Patients with MPNs were examined by cardiac computer tomography to establish coronary artery calcium score (CACS) and AVC score. The first VAF after diagnosis was registered. Severe coronary atherosclerosis was defined as a CACS >400 and AVC was defined as an AVC score >0.

RESULTS

Among 161 patients, 137 were JAK2V617F mutation-positive, with a median VAF of 26% (interquartile range 12%-52%). A VAF in the upper quartile range was associated with a CACS >400 [odds ratio (OR) 15.96, 95% confidence interval [CI] 2.13-119.53, p = .0070], after adjustment for cardiovascular risk factors and MPN subtype.
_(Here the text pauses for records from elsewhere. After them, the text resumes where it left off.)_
PR #1208, opened 2019-09-06
Pull generated configuration files into docs

chadwcarlson:
I have left in the original example snippets for the time being, so that we can compare and make adjustments to pshregistry-parser if necessary. 

There have been no changes to the service/relationship name conventions at this point - will be in separate PR.


.platform.app.yaml
```diff
@@ -26,14 +26,19 @@ hooks:
...
       gitbook build
 
       # Gitbook doesn't allow for a custom favicon except through a theme plugin. So Plan B.
       cp src/images/favicon.ico _book/gitbook/images/favicon.ico
 
-      # Build example configuration files from the Registry.
-      node _book/scripts/updateExampleConfigFiles.js
+      # Move example configuration file API points to _book.
+      mv src/registry/images/examples _book/registry/images
+      mv src/registry/images/registry.yaml _book/registry/images/
```
Crell: Wouldn't they get pulled over automatically if they're built in src before the book is built?

.gitignore
```diff
@@ -6,3 +6,5 @@ _books/*
 node_modules/*
 .idea/*
 .platform/local/*
+src/registry/images/examples/*
```
chadwcarlson: @Crell They will so long as these two lines are removed. I included them as a sort of `platform build` failsafe and worked around this with the move commands. I don't care what we do here, but I still will occasionally forget and commit user-widget on PRs. I figured, .gitignore these, otherwise that situation is user-widget + 120 example files.

.platform.app.yaml
Crell: The git commit stuff is a red herring.  That's all irrelevant to this move command (which should maybe be a recursive copy?)  The issue here is that the files are built above, but not copied over by GitBook automatically so we have to do it manually.  That the directory is gitignored is beside the point.

PR #1989, opened 2021-11-12
:fire: Replace widget with simple links

CollierCZ:
## Why

Got rid of old links to accounts page and widget that doesn't match the console.

## What's changed

Replaced the widget with links and replaced links to accounts page with links to page to register for a trial.


docs/layouts/partials/header/upper-widget.html
```diff
@@ -1,2 +1,7 @@
-<!-- Platform.sh User Widget -->
-<div id="user-widget"></div>
+<!-- Links to log in or start a trial with Platform.sh -->
+<div class="console_links">
+  <div class="console_links__wrapper">
+    <a class="console_links__login" href="https://console.platform.sh/" rel="noopener noreferrer">Log in</a>
+    <a class="console_links__free-trial" href="https://auth.api.platform.sh/register" rel="noopener noreferrer">Free trial</a>
+  </div>
+</div>
```
maria-at-platform, line 7: It might not be a bad idea to add a line here.

CollierCZ: Is there a process you think this affects? I added one, but it's definitely not the only file we have without an empty line at the end and we don't have code styling guidelines.

maria-at-platform: It's not a big deal, but just to ensure that there aren't a picky POSIX system that could complain.

docs/static/styles/user-customizations.css
```diff
@@ -236,3 +236,59 @@
...
+  line-height:34px;
+  font-weight: 700;
+  transition:background-color 0.25s,color 0.25s
+}
+
+.console_links__free-trial:hover,:focus{
+  text-decoration: none !important;
+  background-color:#28d8b2;
+  color:#fff
+}
```
maria-at-platform, line 294: I assume you copied this from the widget CSS and therefore, it should be fine. However, I've tried to compare the   prod version and the new version locally and the button shows up broken in the mobile view ( I assume it's because of the search field missing).
In the old version (with the search and in the mobile version) the button doesn't show up at all. I'm not sure if that is as intended.
Screenshot 2021-11-15 at 10 21 47
Screenshot 2021-11-15 at 10 33 45

maria-at-platform:
Since we're not linking the widget anymore, should we remove its source code or any other item?

docs/static/styles/user-customizations.css
CollierCZ: The CSS selector was overly broad (all focus, rather than just that element). 

Also, there's no need to test it locally without search. You can use the deployed version (see the checks for the PR). That's the benefit of dogfooding :dog2:

CollierCZ:
We certainly can. It's not actually used anymore, so it doesn't give real benefits, but can definitely get rid of it.

docs/layouts/partials/header/upper-widget.html
CollierCZ: Given the >100 files like this we have, I don't think such a system is an issue.

maria-at-platform (approved):

PR #1990, opened 2021-11-12
Changes the environment tree image

aleksey-likhodievski:
## Why

We want to use the "Main" instead of the "Master" environment name. 

## What's changed

The envrironment tree screenshot is changed.


CollierCZ (approved):

CollierCZ:
Awesome! Thanks for the improvement, @aleksey-likhodievski. :bow:

PR #1997, opened 2021-11-12
Update backup-and-restore.md

chadwcarlson:
## Why

Listed backups are a list of activities, rather than backups that can actually be restored to an environment. There is a `restorable` attribute on the `/environments/ENV/backups` endpoint that we can use with `jq` to filter out available backups. [Slack thread](https://platformsh.slack.com/archives/C0JHEUHQD/p1636738196443800)

## What's changed

Expanded the note on *Restore* with a jq tip.


CollierCZ (approved):

CollierCZ:
Thanks for the improvement, @chadwcarlson!

PR #1998, opened 2021-11-15
:zap: Improve search experience

CollierCZ:
## Why

It wasn't working well
* The top search term (`cli`) did not return the expected page in the top 10 results. There are other examples.
* People requested a full page for search and to be taken there on pressing enter

## What's changed

* Updated instructions and dependencies
* Added a page for search
* Made the input redirect to the page on submission
* Added a button so people can see up to 200 results if they want
* Updated Meilisearch to increase accuracy of results


trolologuy:
what could be a nice addition too, would be to add a “search in community” button or ... even add a checkbox to include search results from the community page :slightly_smiling_face:

Since the search query parameter is using the same format, the “search in community” button should be easy to implement:
https://pr-1998-vk5qcxa-652soceglkw4u.eu-3.platformsh.site/search.html?q=git
vs
https://community.platform.sh/search?q=git

CollierCZ:
Added a button for that at the top of the search page

trolologuy:
For improved UX we could reuse the button styling from [the homepage](https://platform.sh/) to have the same behavior or hover and onclick events.
I'd propose to also a "Search doc site (default)" or something similar, so that it is clear that you can search on different places.
Or maybe even replace the `Search Community site` with a checkbox and add a "global" `Search` button (that would cover both use cases).

chadwcarlson:
This all looks great to me - thank you for finally getting this in! Only things I'm seeing aside are
- maybe the search bar needs a border/shadow on the "full page" 
- I second Paul - not sure the regular side-bar search should disappear on full page.

chadwcarlson (approved):

CollierCZ:
I didn't come up with that text. The results do include items from the website and such, so I don't think there's specific other copy that would cover it. What's wrong with `Other resources`?

MariadeAnton (approved):
OMG !! Thanks so much for fixing this @CollierCZ  and everyone for reviewing until it's fully ready 💪🏼 💯 
image

PR #2002, opened 2021-11-16
:memo: Update PHP documentation with Composer 2

### LINKED ISSUE #2001: Update PHP doc to use Composer 2 phar instead

* [PHP documentation](https://docs.platform.sh/languages/php.html)

The actual documentation for [PHP](https://docs.platform.sh/languages/php.html) says that to use Composer 2, it should be defined as a dependency in `platform.app.yml`, which will download Composer 2 with Composer 1.

Downloading it with Composer 1 may lead to some backward compatibilities issues due to:
* Composer 2 installed globally
* Composer's downloaded dependencies versions are not those that are locked by Composer 2 in its `composer.lock`
* Since Composer 2 is installed globally and it uses its global dependencies which can lead to some backward compatibilities issues

I have run into this issue while using a composer plugin (here Drupal Paranoia). It defines a Command that is based on `symfony/console`'s Command. The `execute` function return value has changed from the `symfony/console:2.8.52` that is locked by `composer.lock` in Composer 2 to the `symfony/console:5.3.10` that is been downloaded with the required Composer 2 by Composer 1.

This difference in the dependency version breaks this plugin, but it might also break other things due to the difference between the dependencies versions.

To fix that, I think we should update the documentation for PHP, to let people know that there is already a PHAR available for composer 2 in the PHP image.

Curryed:
Change the way to use Composer 2, use it with the PHAR available.

## Why

Closes #2001

## What's changed

Change the way the user uses Composer 2 in PHP images

### DIFF
--- a/docs/src/languages/php/_index.md
+++ b/docs/src/languages/php/_index.md
@@ -117,19 +117,7 @@ That allows you to install a forked version of a global dependency from a custom
 PHP images use the `composer` build flavor by default,
 which runs `composer --no-ansi --no-interaction install --no-progress --prefer-dist --optimize-autoloader` if a `composer.json` file is detected.
 
-Note that by default, all PHP containers include the latest Composer 1.x release. If you wish to use Composer 2.x, add it as a `dependency` (see the section below).
-
-```yaml
-dependencies:
-    php:
-        composer/composer: '^2'
-```
-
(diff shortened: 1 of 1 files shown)


CollierCZ:
Closing in favor of #2003, which is the recommended way of doing it. Thanks so much for making us investigate this.

PR #2011, opened 2021-11-22
Update registry.json

chadwcarlson:
## Why

Some example snippets are generated in docs, which then get reused in console within the Project Setup Wizard. For Ruby, there was some escaped double-quotes that were causing issues when a user copy-pastes the resulting `.platform.app.yaml` snippet. 

The same is happening for `root: "public"`, so these escape quotes aren't being seen on the console side.

## What's changed

Removed double quotes to give a workable config file.

### DIFF
--- a/docs/data/registry.json
+++ b/docs/data/registry.json
@@ -805,7 +805,7 @@
           "socket_family": "unix"
         },
         "commands": {
-          "start": "\"unicorn -l $SOCKET -E production config.ru\""
+          "start": "unicorn -l $SOCKET -E production config.ru"
         },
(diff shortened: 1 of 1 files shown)


chadwcarlson:
**Current** (https://docs.platform.sh/registry/images/examples/full/ruby.web.app.yaml)

```yaml
web:
    upstream:
        socket_family: unix
    commands:
        start: "unicorn -l $SOCKET -E production config.ru"
    locations:
        /:
            root: "public"
            passthru: true
            expires: 1h
            allow: true
```

PR #2015, opened 2021-11-23
📝 Update migrating doc and change master to main

SabriPlatform:
Just changing use of Master to Main.

## Why

I am just changing the use of Master to Main for the default branch.

## What's changed

Change master to main where mentioned


CollierCZ (approved):
Thanks for the catch, @SabriPlatform!

PR #2021, opened 2021-11-30
:bug: Render text in shortcodes with render hooks

CollierCZ:
## Why

To make sure links and such get transformed.

https://docs.platform.sh/guides/wordpress/deploy/configure.html#application-container-platformappyaml The link on `mounts` went to the `.md` file rather than the built page.

## What's changed

Switched from `Markdownify` to `.Page.RenderString`. These hooks aren't available in `Markdownify`

### DIFF
--- a/.vale.ini
+++ b/.vale.ini
@@ -6,6 +6,6 @@ MinAlertLevel = suggestion # suggestion, warning, or error
 
 [*.md]
 BasedOnStyles = Platform,Vale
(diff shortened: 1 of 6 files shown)


trolologuy:
Previously broken link under `been given corresponding mounts defined`:
/guides/wordpress/deploy/configure.html#application-container-platformappyaml

Is now working as expected.
Enabling the merge ✅

trolologuy (approved):

PR #2030, opened 2021-12-03
:arrow_up: Upgrade Node and dependencies

CollierCZ:
## Why

There were some security warnings, partly for unused dependencies. This should get things up to date.

## What's changed

* Updated to Node 16 (the current LTS version)
* Removed some unused dependencies
* Fixed ESLint for XSS


trolologuy:
Some dependencies are indeed in need of further updates, either because they are outdated or deprecated. 
Namely:
- https://console.platform.sh/platformsh-internal/652soceglkw4u/pr-2030/log/sqjlzpnminyzs#L8-L11
- https://console.platform.sh/platformsh-internal/652soceglkw4u/pr-2030/log/sqjlzpnminyzs#L167

For now, it doesn't seem to break functionality.
This may have to be manually addressed at some point. 
Maybe worth adding an issue and trying to update each warning manually and make sure the site is still functioning until all of the warnings disappear?

Four other warnings would need to be investigated as well:
- https://console.platform.sh/platformsh-internal/652soceglkw4u/pr-2030/log/sqjlzpnminyzs#L182
- https://console.platform.sh/platformsh-internal/652soceglkw4u/pr-2030/log/sqjlzpnminyzs#L189
- https://console.platform.sh/platformsh-internal/652soceglkw4u/pr-2030/log/sqjlzpnminyzs#L191
- https://console.platform.sh/platformsh-internal/652soceglkw4u/pr-2030/log/sqjlzpnminyzs#L191

CollierCZ:
Yes, there are dependencies of dependencies that are out of date, but I don't think we can spend so much time chasing them all down. I was just hoping for some quick wins and at least stopping the critical security alerts.

In general, many modern JS apps will have notifications like that, but it's not always the best sign of an issue. For example, in [previous logs](https://console.platform.sh/platformsh-internal/652soceglkw4u/main/log/5h4xrbw4qfcpk#L181) you can see it was using `core-js@2.6.12`. It was only _after_ upgrading other packages that the warning about that version being deprecated came out. So the existence of a warning isn't by itself an issue.

But in this case, one of the issues should be easy enough to fix. We'll see if search still works without it (it should, since it was deprecated years ago).

The other warnings are known issues, but not major things. They've mostly come up in most logs before (except the one that is because I got the linting working that wasn't before, but it's just that errors are logged to the console, and I don't want to set up an entire error handling system before this gets merged).

CollierCZ:
I fixed some of the additional small warnings, @trolologuy . I would leave gulp and its dependencies as they are for now.

chadwcarlson (approved):

PR #2037, opened 2021-12-07
:memo: Improve SSH docs

### LINKED ISSUE #1973: Update SSH doc

https://docs.platform.sh/development/ssh.html

Update for:
- Content accuracy
- Includes what it should
- Fits template
- Fits style guide

Incorporate info also on SSH connections to services: https://docs.platform.sh/configuration/services.html#open-an-ssh-tunnel-directly
Link back to this section from that page so it's clear from services how to SSH to a service.

### Additional context

Focus on the goal of connecting to the application.

Keep SSH through CLI as the main recommendation. API keys should be described, but as an alternative, not the best way.

Can consider splitting into separate pages (setting up authentication and then using SSH). Not necessarily, but maybe.

CollierCZ:
## Why

Closes #1973

## What's changed

* Restructed SSH index page to be more focused
* Split SSH keys into a separate page with a link from the main SSH page
* Numbered the headings on hte new SSH keys page, but otherwise mostly left as is.
* Moved info on SSH tunnels from services page to SSH page.

  The flow for connecting to a service is now somewhat interrupted (it's on two pages). But it makes sense to me because each topic is different: one about the service information and the other covering everything about SSH connections.
* Removed duplicate instructions from `access-site.md`, but didn't go through the entire page.

  Similarly as with tunnels, this moves some flows to spreading over two pages.
* Removed errors noted by Vale on services page (but didn't touch other parts of the page).

We could use transclusion to repeat commands rather than having the flows be broken up. I think it works as is, but would welcome other thoughts.


MariadeAnton (dismissed):
.

MariadeAnton (approved):
All good to go from my PoV. 

You've done a fantastic job splitting up the existing SSH keys setup guide into their own how-to guide, focusing the SSH into their application and the simplification on phrases around SSH clients 👏🏼 

As to SSHing into services splitting up, I see your point, I think we could make this guide specifiy which credentials specifically they need from the list linked, so that it's easier to follow - they may even have those stored somewhere already. Or is it that we need all of them? I'm not sure @trolologuy  might know better than I.

MariadeAnton (approved):
🚀   final touches are definitely sparkling ✨ , this PR is so ready to go. Thanks @CollierCZ !

PR #5499, opened 2026-03-19
docs: add webhook authentication documentation

romainneutron:
Document the --shared-key option for webhook integrations, explaining the JWS (RFC 7515/7797) signing mechanism and providing verification examples in Python, Node.js, PHP, and Go.

## Why

Closes #{ISSUE_NUMBER}

## Where are changes

Updates are for:


sites/platform/src/integrations/activity/webhooks.md
```diff
@@ -23,6 +23,166 @@ Leave at the default values to get all events on all environments in a project.
...
+
+Note the **two dots with nothing between them** — the payload slot is empty because the payload is sent in the POST body rather than embedded in the JWS token.
+
+### Verifying the signature
+
+To verify a webhook request:
+
+1. Read the raw POST body (the JSON payload).
+2. Read the `X-JWS-Signature` header.
+3. Re-attach the payload into the JWS token (insert it between the two dots).
```
catplat:
```suggestion
3. Parse the JWS protected header and signature from the header value (the string in the form `<base64url-encoded-header>..<base64url-encoded-signature>`). Then, do one of the following:
   - Use a JWS library that supports RFC 7797 detached, unencoded payloads (`b64:false`) and pass the raw body bytes from step 1 as the detached payload.
   - Manually compute the JWS signing input as `<base64url-encoded-header>.<raw-body-bytes>` and verify the HS256 MAC over this signing input with your shared key.
```

sites/platform/src/integrations/activity/webhooks.md
```diff
@@ -23,6 +23,166 @@ Leave at the default values to get all events on all environments in a project.
...
+4. Verify the signature using HS256 with your shared key.
```
catplat:
```suggestion
4. Verify the signature using HS256 with your shared key, treating the raw body bytes from step 1 as the payload. Do **not** try to build a new compact JWS string by inserting the raw body between the two dots.
```

catplat (dismissed):
Incorporate review changes from the equivalent Flex topics in the Flex repo.

PR #5604, opened 2026-06-01
Remove tier gating dkim

matthiaz:
## Why

Having it tier gated causes more frustration from the customers and more work from support. Reasons and argumentation was discussed internally.

## What's changed

Removed the note that says this is tier gated to enterprise/elite
As discussed with @nicogommen 

## Where are changes

Updates are for:


catplat (approved):
lgtm

PR #5605, opened 2026-06-03
docs: add object storage page

ovv:
## Why

Documents the object storage feature for Upsun Flex. Users can request an
S3-compatible bucket for an app by setting an object-storage size on its
resources, but there was no user-facing page explaining how to enable, size,
connect to, or remove it.

## What's changed

Adds a new page at `sites/upsun/src/manage-resources/object-storage.md` covering:

- Enabling and sizing a bucket with `resources:set --object-storage` (in MB),
  including the step / minimum / maximum rules.
- Connecting from an app through the auto-injected `object-storage` relationship
  (`PLATFORM_RELATIONSHIPS`, path-style addressing, no credentials), with a boto3
  example.
- Sharing a bucket with workers, services, and tasks via the
  `<app>:object-storage` relationship syntax.
- Resizing and removing storage, with a note that removal is destructive.
- Current limitations (one bucket per app, internal-only endpoint, unsupported
  S3 features).

The page lives under `manage-resources` because the feature is enabled through
the same `resources:set` flow as CPU, RAM, and disk.

## Where are changes

Updates are for:

### DIFF
--- a/sites/upsun/src/manage-resources/object-storage.md
+++ b/sites/upsun/src/manage-resources/object-storage.md
@@ -1,0 +1,176 @@
+---
+title: Object storage
+description: Give an app an S3-compatible bucket by setting an object-storage size on its resources.
+weight: -40
+keywords:
+  - "object storage"
+  - "bucket"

An association was not found for the presence of AVC (OR 2.30, 95% CI 0.47-11.33, p = 0.31).

CONCLUSION

In patients with MPNs, there is a significant association between having a VAF in the upper quartile (>52%), and severe coronary atherosclerosis, defined as a CACS >400. The presence of AVC is not associated with VAF.

摘要

背景

与普通人群相比,费城阴性骨髓增殖性肿瘤(MPN)患者的心脏钙化负担更高。目前尚不清楚 JAK2V617F 突变是否与心脏钙化增加有关。

目的

研究较高的 JAK2V617F 变异等位基因频率(VAF)是否与严重冠状动脉粥样硬化和主动脉瓣钙化(AVC)的存在相关。

方法

对 MPN 患者进行心脏计算机断层扫描,以确定冠状动脉钙评分(CACS)和 AVC 评分。记录诊断后的第一个 VAF。严重冠状动脉粥样硬化定义为 CACS>400,AVC 定义为 AVC 评分>0。

结果

在 161 例患者中,有 137 例为 JAK2V617F 突变阳性,中位 VAF 为 26%(四分位距 12%-52%)。上四分位 VAF 与 CACS>400 相关[优势比(OR)15.96,95%置信区间(CI)2.13-119.53,p=0.0070],校正心血管危险因素和 MPN 亚型后。AVC 的存在与 VAF 之间未发现相关性(OR 2.30,95%CI 0.47-11.33,p=0.31)。

结论

在 MPN 患者中,VAF 处于较高四分位(>52%)与严重冠状动脉粥样硬化(定义为 CACS>400)之间存在显著相关性。AVC 的存在与 VAF 无关。